Simulation offers an alternative to finding and collecting such data in the real world—which would be incredibly time- and cost-intensive. And yet generating complicated, dynamic scenarios at scale is still a significant hurdle.

In a recently released paper, NVIDIA Research shows how a new neural radiance field (NeRF)-based method, known as EmerNeRF, uses self-supervised learning to accurately generate dynamic scenarios. By training through self-supervision, EmerNeRF not only outperforms other NeRF-based methods for dynamic objects, but also for static scenes. For more details, see EmerNeRF: Emergent Spatial-Temporal Scene Decomposition via Self-Supervision.

Example of EmerNeRF reconstructing dynamic driving scene: nighttime.

Example of EmerNeRF reconstructing dynamic driving scene: busy intersection with cars.

Example of EmerNeRF reconstructing dynamic driving scene: busy intersection with pedestrians. — *Figure 1. Examples of EmerNeRF reconstructing dynamic driving scenes*

When running EmerNeRF alongside similar NeRFs, it increases dynamic scene reconstruction accuracy by 15% and static scene by 11%, additionally achieving a 12% improvement for novel view synthesis.

Addressing limitations in NeRF-based methods

NeRFs take a set of static images and reconstruct them into a realistic 3D scene. They make it possible to create high-fidelity simulations from driving logs for closed-loop deep neural network (DNN) training, testing, and validation.

However, current NeRF-based reconstruction methods struggle with dynamic objects and have proven difficult to scale. For example, while some approaches can generate both static and dynamic scenes, they require ground truth (GT) labels to do so. This means that each object in the driving logs must be accurately outlined and defined using autolabeling techniques or human annotators.

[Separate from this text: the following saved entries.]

PR #1018, opened 2023-04-21
Fix block schema recognition for Plugin Framework

t0yv0:
A few more tests and fixes for recognizing schema of Plugin Framework blocks.

### DIFF
--- a/pf/internal/schemashim/convert_type.go
+++ b/pf/internal/schemashim/convert_type.go
@@ -46,8 +46,10 @@ func convertType(typ pfattr.Type) (shim.ValueType, error) {
 		return shim.TypeInvalid, nil
 	default:
 		switch tftype.(type) {
-		case tftypes.List, tftypes.Set:
+		case tftypes.List:
 			return shim.TypeList, nil
+		case tftypes.Set:
+			return shim.TypeSet, nil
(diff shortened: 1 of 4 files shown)


pf/internal/schemashim/convert_type.go
```diff
@@ -46,8 +46,10 @@ func convertType(typ pfattr.Type) (shim.ValueType, error) {
 		return shim.TypeInvalid, nil
 	default:
 		switch tftype.(type) {
-		case tftypes.List, tftypes.Set:
```
t0yv0, line 49: This was a bug, set-nested blocks were incorrectly recognized as lists.

iwahbe (approved):
Thanks for all the additional tests.

pkg/tfshim/schema/schema.go
```diff
@@ -168,3 +168,85 @@ func (m SchemaMap) Set(key string, value shim.Schema) {
 func (m SchemaMap) Delete(key string) {
 	delete(m, key)
 }
+
+func FromSchema(s shim.Schema) *Schema {
```
iwahbe, line 172: Where are the additions to this file used?

t0yv0: Oops I meant to remove it. I didn't end up using this. Was thinking it can help writing test.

Other NeRF methods rely on additional models to achieve complete information about a scene, such as optical flow.

To address these limitations, EmerNeRF uses self-supervised learning to decompose a scene into static, dynamic, and flow fields. The model learns associations and structure from raw data rather than relying on human-labeled GT annotations. It then renders both the temporal and spatial aspects of a scene simultaneously, eliminating the need for an external model to fill in the gaps while improving accuracy.

A decomposed version of the nighttime driving scene, broken into rendered depth, decomposed dynamic RGB, decomposed dynamic depth, emerged forward flow, decomposed static RGB, and decomposed static depth. — *Figure 2. EmerNeRF breaks down the scene shown in the first video in Figure 1 into dynamic, static, and flow fields*

As a result, while other models tend to produce over-smoothed renderings and dynamic objects with lower accuracy, EmerNeRF reconstructs high-fidelity background scenery as well as dynamic objects, all while preserving the fine details of a scene.

Dynamic-32 Split
	Scene Reconstruction				Novel View Synthesis
Methods	Full Image		Dynamic Only		Full Image		Dynamic Only
	PSNR↑	SSIM↑	PSNR↑	SSIM↑	PSNR↑	SSIM↑	DPSNR↑	SSIM↑
D² NeRF	24.35	0.645	21.78	0.504	24.17	0.642	21.44	0.494
HyperNeRF	25.17	0.688	22.93	0.569	24.71	0.682	22.43	0.554
EmerNeRF	28.87	0.814	26.19	0.736	27.62	0.792	24.18	0.67

Table 1. Evaluation results comparing EmerNeRF with other NeRF-based reconstruction methods for dynamic scenes, categorized into performance for scene reconstruction and novel view synthesis

Static-32 Split
Methods	Static Scene Reconstruction
	PSNR↑	SSIM↑
iNGP	24.46	0.694
StreetSurf	26.15	0.753
EmerNeRF	29.08	0.803

Table 2. Evaluation results comparing EmerNeRF with other NeRF-based reconstruction for static scenes

The EmerNeRF approach

Using self-supervised learning, rather than human annotation or external models, enables EmerNeRF to bypass challenges previous methods have encountered.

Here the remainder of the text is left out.